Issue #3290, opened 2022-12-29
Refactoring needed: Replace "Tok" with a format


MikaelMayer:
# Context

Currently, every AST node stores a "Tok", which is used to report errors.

******

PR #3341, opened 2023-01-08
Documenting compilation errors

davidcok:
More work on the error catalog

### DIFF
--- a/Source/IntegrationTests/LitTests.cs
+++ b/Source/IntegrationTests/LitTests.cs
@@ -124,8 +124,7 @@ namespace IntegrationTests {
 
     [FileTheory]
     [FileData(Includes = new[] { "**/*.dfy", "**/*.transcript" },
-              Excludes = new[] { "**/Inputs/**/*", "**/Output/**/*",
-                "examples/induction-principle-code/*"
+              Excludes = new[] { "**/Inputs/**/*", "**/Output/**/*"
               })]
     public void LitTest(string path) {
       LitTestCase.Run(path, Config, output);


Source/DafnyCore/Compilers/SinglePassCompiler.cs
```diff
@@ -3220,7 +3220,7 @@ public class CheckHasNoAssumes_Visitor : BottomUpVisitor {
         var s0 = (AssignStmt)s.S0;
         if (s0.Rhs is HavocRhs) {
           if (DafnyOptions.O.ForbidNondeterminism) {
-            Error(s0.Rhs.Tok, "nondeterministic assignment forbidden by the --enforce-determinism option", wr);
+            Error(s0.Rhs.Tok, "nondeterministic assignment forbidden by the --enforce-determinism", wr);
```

******

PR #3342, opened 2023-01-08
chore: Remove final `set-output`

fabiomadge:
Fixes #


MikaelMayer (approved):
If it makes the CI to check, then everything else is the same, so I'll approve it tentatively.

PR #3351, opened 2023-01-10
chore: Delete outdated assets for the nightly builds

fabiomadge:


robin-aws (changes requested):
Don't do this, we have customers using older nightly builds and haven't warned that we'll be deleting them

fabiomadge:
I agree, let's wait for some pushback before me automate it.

******

EXERCISE AIM: Among the entries above, the line containing "Refactoring needed: Replace", the line containing "Currently, every AST", and all lines between them are to be restated word for word; nothing else belongs in the reply.

RESULT OF THE EXERCISE:
Refactoring needed: Replace "Tok" with a format


MikaelMayer:
# Context

Currently, every AST node stores a "Tok", which is used to report errors.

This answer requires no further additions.